Gwasi Berm had been closed for upgrades, and this was one of the first weekends since its reopening. So after warming up on one of the less intimidating trails and a few jumps along the Roller Coaster trail (which the park labeled as an “intermediate” one), the 27-year-old auto body technician decided it was time to tackle the berm.
“You definitely want to have proper warmups and also that confidence helps a whole lot,” he said of attempting tricks along the trails. “But definitely you want to calculate a little bit as you’re coming up the jumps where you want to take off on the ramp, body angles and stuff like that.”
Riders should also be wary, Cunnius said, of taking jumps too stiff. If you’re a beginner and find yourself white-knuckling the handlebars, then you should find some way to loosen up before doing anything too crazy. Warmups can serve that purpose, but other mechanisms like music could as well.
Mountain biking is Eva Morrison’s favorite thing to do, albeit to her friend Raven Grant’s dismay.
Morrison, 25, and Grant, 23, ran track together at Baylor. Now, Grant is in nursing school at Charleston Southern University in her home state of South Carolina, and Morrison recently started medical school at Nova Southeastern University.
When Morrison moved to Florida from Colorado (where she’s from and went to graduate school), she assumed her love of mountain biking would be sidelined for a few years. But she was pleasantly surprised by Alafia.
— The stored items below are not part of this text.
PR #49, opened 2021-10-28
Add commonjs build

cea2aj:
Add a commonjs build so that the library is compatible with node

There is a warning about useLayoutEffect since that is not compatible with server-side-rendering, however it still works. It will lead to a mismatch between the initial non-hydrated UI and the intended UI. If we do want to fully support that use case, there is more info here: https://gist.github.com/gaearon/e7d97cdf38a2907924ea12e4ebdf3c85, however that is out of scope of this item

J=SLAP-1666
TEST=manual

Use create-next-app and add answers-headless-react to it and test that a simple universal search works.

### DIFF
--- a/THIRD-PARTY-NOTICES
+++ b/THIRD-PARTY-NOTICES
@@ -95,7 +95,7 @@ MIT License
 The following NPM packages may be included in this product:
 
  - @yext/answers-core@1.3.2
- - @yext/answers-headless-react@0.4.0-beta.0
+ - @yext/answers-headless-react@0.4.0-beta.1
  - @yext/answers-headless@0.1.0-beta.0
 
 These packages each contain the following license and notice below:
--- a/package-lock.json
+++ b/package-lock.json
@@ -1,12 +1,12 @@
 {
   "name": "@yext/answers-headless-react",
-  "version": "0.4.0-beta.0",
+  "version": "0.4.0-beta.1",
   "lockfileVersion": 2,
   "requires": true,
   "packages": {
     "": {
       "name": "@yext/answers-headless-react",
-      "version": "0.4.0-beta.0",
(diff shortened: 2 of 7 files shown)


oshi97:
This is what react-redux does for react on the server side
https://github.com/reduxjs/react-redux/blob/master/src/utils/useIsomorphicLayoutEffect.ts

tmeyer2115:
> This is what react-redux does for react on the server side, not saying we should do this just adding more context (it's just using useEffect in node environments like Connor also mentioned, the source code is almost identical to react-layout-effect) https://github.com/reduxjs/react-redux/blob/master/src/utils/useIsomorphicLayoutEffect.ts

@cea2aj, would the isomorphic `useLayoutEffect` or `useIsomorphicLayoutEffect` allow the static HTML to be generated properly and then the dynamic `useAnswersState` to function once the page is hydrated? I will check with Product about how much time we should be spending on SSR of React Components. I definitely see the value in having `answers-headless` work with Node, but am not fully sold on SSR of React.

cea2aj:
> @cea2aj, would the isomorphic `useLayoutEffect` or `useIsomorphicLayoutEffect` allow the static HTML to be generated properly and then the dynamic `useAnswersState` to function once the page is hydrated? I will check with Product about how much time we should be spending on SSR of React Components. I definitely see the value in having `answers-headless` work with Node, but am not fully sold on SSR of React.

No, those functions would just fix the warning in the console, but they wouldn't improve the capabilities of the initial render. We'd have to test out the components with SSR to see if the components look broken. At worst, we'll have to disable SSR of the components and let client side React render the components

tmeyer2115 (approved):

oshi97 (approved):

So much so that she decided it was a must-see for Grant when she came to visit.
“It’s lots of fun,” said Morrison, who got a job at AJ’s Bikes upon moving. “The trails here are really nice, and there are trails here that everyone can do.”
At first Grant, a self-described “girly girl” compared to her adventurous “tomboy” friend, didn’t feel as convinced. But after riding through a beginner, or “green” trail, she was converted.
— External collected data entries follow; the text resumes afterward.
PR #50, opened 2021-11-02
Refactor StaticFilters

yen-tt:
Refactor StaticFilters and update AppliedFilters to follow the new public interface from answers-headless. 

- update StaticFilters to be a functional component
- update StaticFilters to use new interface from answers-headless changes in [this PR](https://github.com/yext/answers-headless/pull/42) instead of managing its own filter state.
- update filter utils to reflect the new interfaces from answers-headless
- update AppliedFilters to use answers-headless `setFilterOption` function instead of performing a click event

J=SLAP-1661
TEST=manual

- hook to local answers-headless changes, and start sample-app. See that filters work accordingly.

### DIFF
--- a/sample-app/src/components/AppliedFilters.tsx
+++ b/sample-app/src/components/AppliedFilters.tsx
@@ -79,7 +79,7 @@ function RemovableFilter({ filter }: {filter: DisplayableFilter }): JSX.Element 
       console.error(`Undefined filter collection id. Unable to remove this filter in AppliedFilters component:\n${JSON.stringify(filter)}`);
       return;
     }
-    answersAction.toggleFilterOption(filter.filterCollectionId, filter.filter, false);
+    answersAction.toggleFilterOption({ filter: filter.filter, selected: false }, filter.filterCollectionId);
     answersAction.executeVerticalQuery();
   }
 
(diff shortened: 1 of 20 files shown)


sample-app/src/components/AppliedFilters.tsx
```diff
@@ -75,7 +75,12 @@ function RemovableFilter({ filter }: {filter: DisplayableFilter }): JSX.Element
   }
 
   const onRemoveStaticFilterOption = () => {
-    document.getElementById(`${filter.filter.fieldId + "_" + filter.filter.value}`)?.click();
+    if (!filter.filterCollectionId) {
```
oshi97, line 78: do we need this console.error if answers-headless also logs an error for this?

yen-tt: filterCollectionId can't be required for DisplayableFilter since DisplayableFilter can also be of type Facet or NLP filters, which doesn't have filterCollectionId. Typescript would yell that `filter.filterCollectionId` can be undefined, which is not allow for function setFilterOption. So a check would be needed here anyway. I think it's ok to keep? Or I can remove the console.error line to avoid duplicate message

oshi97 (approved):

But not strongly enough to try the Gwasi Berm with Morrison.
Trail upkeep (including the Gwasi Berm update) is managed by the Friends of Alafia.
The group’s president is LeRoy Dennison. His Facebook page is flooded with pictures of nature, whether it be his extravagantly landscaped backyard or scenes from Alafia.
Dennison has worked on trail maintenance at the park for about 10 years — at first with Swamp Mountain Bike Club and currently with Friends of Alafia.
“I knew the trails didn’t build themselves,” Dennison said, “and didn’t want to just go out and ride and enjoy them on the weekend without lending a hand.”
During the rainy summer season, Dennison said hill erosion and overgrown vegetation are the two biggest maintenance needs at the park. Palmettos, vines and grass (which he said grows up to an inch a day and can hide different types of rattlesnakes) grow like crazy in the summer months and can be detrimental to riders’ safety as they zip through the park’s twists and turns, liable to get sliced by a rogue plant.
Dennison and other Friends of Alafia volunteers — mostly shift workers and retirees — often do what is called a “ride and trim” on weekdays (when fewer people come out), where they bike the trails with clippers or foldable saws to trim back whatever’s necessary along their route.
The greatest challenge of this demanding job is figuring out how best to split one’s time. Dennison said knowing he has helped make the park better for other outdoor enthusiasts like himself makes it all worthwhile.
Phillip Goransson concurs. The 26-year-old from Indian Harbour Beach loves how every ride manages to be unique.
“Even though the trails are mostly the same from year to year, it’s like you never really have the same lap,” he said. “You take a different line or you approach it differently, you have more or less speed. It’s always changing.
“Also just being out in nature and being active, there’s nothing better.”